There are three other matters worthy of consideration. One is that Cleopatra was the only ruler of her dynasty who knew, in addition to her native Greek, the Egyptian language. This suggests close association with an Egyptian speaker, perhaps her mother. Secondly, Cleopatra’s daughter, who became queen of Mauretania (and was mixed ethnically herself, as her father was Roman), honored the Egyptian religious elite at her far-off capital of Mauretanian Caesarea (in modern Algeria). This makes sense if they were part of her ancestral family. And third – especially relevant in demolishing any suggestion that Cleopatra had black African blood – the representations of her in Greek and Roman art and coins do not show anything other than traditional Mediterranean ethnicity, although artists were perfectly capable of showing other ethnic groups.

To sum up: it is quite possible that Cleopatra was pure Macedonian Greek. But it is probable that she had some Egyptian blood, although the amount is uncertain. Certainly it was no more than half, and probably less. The best evidence is that she was three-quarters Macedonian Greek and one-quarter Egyptian. There is no room for anything else, certainly not for any black African blood.

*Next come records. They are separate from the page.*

Issue #170, opened 2020-05-11
Remember source string for empty/null nodes


kasp1:
Hi there, I can't seem to be able to stringify `null` as expected, any idea what can be wrong?

repro:

```
const YAML = require('yaml')

let doc = YAML.parse('hi:')

console.log(doc) // 'Object {hi: null}'

// expected string: 'hi:'
console.log(YAML.stringify(doc)) // '? hi'

YAML.scalarOptions.null.nullStr = ''

console.log(YAML.stringify(doc)) // '? hi'

YAML.scalarOptions.null.nullStr = '~'

console.log(YAML.stringify(doc)) // '? hi'
```

eemeli:
The [option](https://eemeli.org/yaml/#options) to do what you want is `{ simpleKeys: true }`. This isn't the first time this is asked, so I think I need to find a way to improve the docs on this, to make it clearer/more discoverable.

eemeli:
Also, this is a bit besides what you're reporting, but the string representation of the `null` value isn't being retained at the AST level like it really ought to. Should fix that too.

kasp1:
Hi, thanks for your advice and for your library. :-)

eemeli:
Fixed in #193.

PR #193, opened 2020-09-04
Store the source string and outputs it in toString()/String().

dota17:
fix issue #170 .
+ Store the source string for null nodes.
+ Modify and supplement the test cases for `String()`.

### DIFF
--- a/src/resolve/resolveScalar.js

Yet all this argumentation is rather silly. What is important about Cleopatra is that she became one of the most powerful rulers of her era. She was a skilled linguist, a naval commander, an expert administrator, a religious leader who was seen by some as a messianic figure, and a worthy opponent of the Romans. She was worshipped in Egypt for at over 400 years after her death. Race seems irrelevant in such a situation, and it goes without saying that people should be judged by their abilities, not their race. But sadly, even in twenty-first century America, this is far from the case. It is unlikely that Cleopatra cared about her racial makeup, but people over 2000 years later still obsess about it, thus trivializing her accomplishments.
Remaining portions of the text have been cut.